Problem requirements: Check each line of the entries below for the word "invalidateIssueAfterReconnect" and state only how many lines have it.

Data under study:
PR #6388, opened 2026-08-04
fix(channel): attach /issue media to created issues

### LINKED ISSUE #6387: [Bug]: Channel /issue media is not attached to the created issue
### Deployment type

All deployment types (Official App and self-host)

### What happened?

When a message-based channel `/issue` command includes image or file media, the shared channel engine creates the Issue synchronously but the detached media resolver later binds the media to the chat message. The created Issue therefore has no attachment. If an agent is assigned during creation, its task can also start before media resolution finishes, so even a later attachment would be unavailable to the initial run.

Expected behavior: media supplied with `/issue` is owned by the created Issue, the automatically assigned task waits until media binding settles (with a bounded fallback), and already-open Issue views refresh when the attachment arrives.

This is a shared channel-engine gap observable through the existing Lark integration. It does not require QuickCreate or assume a future channel implementation.

### Steps to reproduce

1. Configure a Lark channel connected to a workspace.
2. Send an image or file together with `/issue <title>`.
3. Open the Issue returned by the command.
4. Observe that the Issue has no attachment because the media remains associated with the chat flow.
5. If the Issue is assigned to an agent, observe that the task may begin before asynchronous media resolution completes.

### Screenshots (optional)

N/A — this is an asynchronous channel/backend ownership issue.

The shared upstream architecture already has synchronous `/issue` creation and asynchronous channel media resolution. The missing piece is to carry the created Issue identity into that resolver, bind the resulting attachment transactionally to the Issue, gate the assigned task durably, and emit a precise Issue-attachment realtime event.

yyclaw:
## What does this PR do?

Fixes the shared channel `/issue` flow so image and file media attach to the synchronously created Issue instead of remaining in the chat-message path.

The final implementation also incorporates the reviewer follow-up against current `main`:

1. A synchronous `/issue` remains terminal and never schedules a duplicate chat run.
2. Active duplicates remain terminal product outcomes while their media is still finalized against the existing issue.
3. The assigned-agent task is persisted as a narrowly marked deferred row before `issue:created` is published, promoted when media settles, and protected by a database uniqueness invariant with a bounded `fire_at` fallback.
4. Issue deletion collects attachment URLs under the same row-lock transaction used to serialize against media binding, preventing object-storage leaks.
5. Web/core and mobile invalidate the issue attachment cache on the live event; mobile also invalidates it after reconnect.

## Related Issue

Closes #6387

## Type of Change

- [x] Bug fix
- [x] Tests
- [x] Database migration
- [ ] Feature
- [ ] UI change

## Changes Made

- Propagate the synchronously created or duplicate Issue ID through shared channel media resolution and adapter contracts.
- Bind resolved media as Issue-owned attachments with workspace validation and transactional intent handling.
- Preserve terminal `/issue` behavior from #6398 and duplicate media finalization.
- Defer and promote assigned-agent tasks around media binding, with a `channel_issue_media_pending` marker and a concurrent partial unique index.
- Serialize single and batch issue deletion with channel media binding before collecting attachment URLs.
- Publish `issue_attachments:changed` and invalidate the affected query in core and mobile, including mobile reconnect recovery.

No DingTalk-specific behavior, QuickCreate behavior, or UI surface is added.

## Verification

- `make sqlc`
- Migration up and full down/up cycle on an isolated worktree database
- Full tests for affected engine, Lark, Slack, service, and handler Go packages
- Focused Go race tests for terminal issue commands and both database concurrency protocols
- `go vet` for affected Go packages
- Mobile tests and typecheck
- Core tests and monorepo typecheck
- `git range-diff` across both rebases and `git diff --check`

## AI Disclosure

OpenAI Codex was used to trace the shared channel and asynchronous media paths, implement the fixes, add deterministic regression coverage, and verify the final semantic rebase.

### DIFF
--- a/apps/mobile/CLAUDE.md
+++ b/apps/mobile/CLAUDE.md
@@ -228,7 +228,7 @@ Each hook registers a single `ws.onReconnect(cb)` that invalidates **only the qu
 |---|---|
 | `useInboxRealtime` | `inboxKeys.list(wsId)` |
 | `useMyIssuesRealtime` | `issueKeys.myAll(wsId)` |
-| `useIssueRealtime(id)` | `issueKeys.detail(wsId, id)` + `issueKeys.timeline(wsId, id)` |
+| `useIssueRealtime(id)` | detail + timeline + attachments + active tasks + task history for that issue |
 
 No global "invalidate everything on reconnect" sweep. The fanout would be every screen the user has ever visited in this session refetching simultaneously — wasteful on cellular and prone to rate-limiting the server in low-signal areas where reconnects happen frequently.
 
--- a/apps/mobile/data/realtime/issue-ws-updaters.test.ts
+++ b/apps/mobile/data/realtime/issue-ws-updaters.test.ts
@@ -1,0 +1,24 @@
+import { QueryClient } from "@tanstack/react-query";
+import { describe, expect, it, vi } from "vitest";
+
+import { issueKeys } from "@/data/queries/issue-keys";
+import { invalidateIssueAfterReconnect } from "./issue-ws-updaters";
+
+describe("invalidateIssueAfterReconnect", () => {
+  it("invalidates attachments together with the issue and task caches", () => {
+    const qc = new QueryClient();
+    const invalidate = vi.spyOn(qc, "invalidateQueries");
+    const wsId = "workspace-1";
+    const issueId = "issue-1";
+
+    invalidateIssueAfterReconnect(qc, wsId, issueId);
+
+    expect(invalidate.mock.calls.map(([filters]) => filters?.queryKey)).toEqual([
+      issueKeys.detail(wsId, issueId),
+      issueKeys.timeline(wsId, issueId),
+      issueKeys.attachments(wsId, issueId),
+      issueKeys.activeTasks(wsId, issueId),
+      issueKeys.tasks(wsId, issueId),
+    ]);
+  });
+});
--- a/apps/mobile/data/realtime/issue-ws-updaters.ts
+++ b/apps/mobile/data/realtime/issue-ws-updaters.ts
@@ -62,6 +62,18 @@ export function clearIssueDetail(
   qc.removeQueries({ queryKey: issueKeys.timeline(wsId, issueId) });
 }
 
+export function invalidateIssueAfterReconnect(
+  qc: QueryClient,
+  wsId: string,
+  issueId: string,
+) {
+  qc.invalidateQueries({ queryKey: issueKeys.detail(wsId, issueId) });
+  qc.invalidateQueries({ queryKey: issueKeys.timeline(wsId, issueId) });
+  qc.invalidateQueries({ queryKey: issueKeys.attachments(wsId, issueId) });
+  qc.invalidateQueries({ queryKey: issueKeys.activeTasks(wsId, issueId) });
+  qc.invalidateQueries({ queryKey: issueKeys.tasks(wsId, issueId) });
+}
+
 // =====================================================
 // Issue timeline (flat TimelineEntry[], ASC oldest-first)
 // =====================================================
--- a/apps/mobile/data/realtime/use-issue-realtime.ts
+++ b/apps/mobile/data/realtime/use-issue-realtime.ts
@@ -4,6 +4,7 @@
  *
  * Handles:
  *   - issue:updated / issue:deleted / issue_labels:changed → detail cache
+ *   - issue_attachments:changed → attachment cache
  *   - comment:created / comment:updated / comment:deleted → timeline
  *   - activity:created → timeline
  *   - reaction:added / reaction:removed → comment reactions on timeline
@@ -40,6 +41,7 @@ import {
   appendTimelineEntry,
   clearIssueDetail,
   commentToTimelineEntry,
+  invalidateIssueAfterReconnect,
   patchIssueDetail,
   patchIssueLabels,
   patchMyIssuesList,
@@ -112,6 +114,12 @@ export function useIssueRealtime(
         ws.on("issue_labels:changed", (payload) => {
           if (payload.issue_id !== issueId) return;
           patchIssueLabels(qc, wsId, issueId, payload.labels);
+        }),
+        ws.on("issue_attachments:changed", (payload) => {
+          if (payload.issue_id !== issueId) return;
+          qc.invalidateQueries({
+            queryKey: issueKeys.attachments(wsId, issueId),
+          });
         }),
 
         // ----- Comments / activity -----
@@ -225,8 +233,7 @@ export function useIssueRealtime(
 
         // ----- Reconnect -----
         ws.onReconnect(() => {
-          invalidateThisIssue();
-          invalidateTaskQueries();
+          invalidateIssueAfterReconnect(qc, wsId, issueId);
         }),
       ];
     },
--- a/packages/core/realtime/use-realtime-sync-ws-instance.test.tsx
+++ b/packages/core/realtime/use-realtime-sync-ws-instance.test.tsx
@@ -218,6 +218,23 @@ describe("useRealtimeSync — ws instance change", () => {
     expect(calls).toContainEqual(chatKeys.messagesPageAll());
     expect(calls).toContainEqual(chatKeys.pendingTaskAll());
   });
+
+  it("invalidates one issue attachment cache after detached channel media binds", () => {
+    const ws = createMockWs();
+    renderHook(() => useRealtimeSync(ws, stores), {
+      wrapper: createWrapper(qc),
+    });
+    const attachmentChanged = vi
+      .mocked(ws.on)
+      .mock.calls.find(([event]) => event === "issue_attachments:changed")?.[1];
+    expect(attachmentChanged).toBeDefined();
+
+    (attachmentChanged as (payload: unknown) => void)({ issue_id: "issue-1" });
+
+    expect(invalidateSpy).toHaveBeenCalledWith({
+      queryKey: issueKeys.attachments("issue-1"),
+    });
+  });
 });
 
 describe("useRealtimeSync — queued chat promotion", () => {
--- a/packages/core/realtime/use-realtime-sync.ts
+++ b/packages/core/realtime/use-realtime-sync.ts
@@ -68,6 +68,7 @@ import type {
   IssueUpdatedPayload,
   IssueCreatedPayload,
   IssueDeletedPayload,
+  IssueAttachmentsChangedPayload,
   IssueLabelsChangedPayload,
   IssueMetadataChangedPayload,
   IssuePropertiesChangedPayload,
@@ -878,7 +879,7 @@ export function useRealtimeSync(
     // Event types handled by specific handlers below -- skip generic refresh
     const specificEvents = new Set([
       "workspace:updated",
-      "issue:updated", "issue:created", "issue:deleted", "issue_labels:changed", "issue_metadata:changed", "issue_properties:changed", "property:created", "property:updated", "inbox:new",
+      "issue:updated", "issue:created", "issue:deleted", "issue_attachments:changed", "issue_labels:changed", "issue_metadata:changed", "issue_properties:changed", "property:created", "property:updated", "inbox:new",
       "comment:created", "comment:updated", "comment:deleted",
       "comment:resolved", "comment:unresolved",
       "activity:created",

The completed task: 6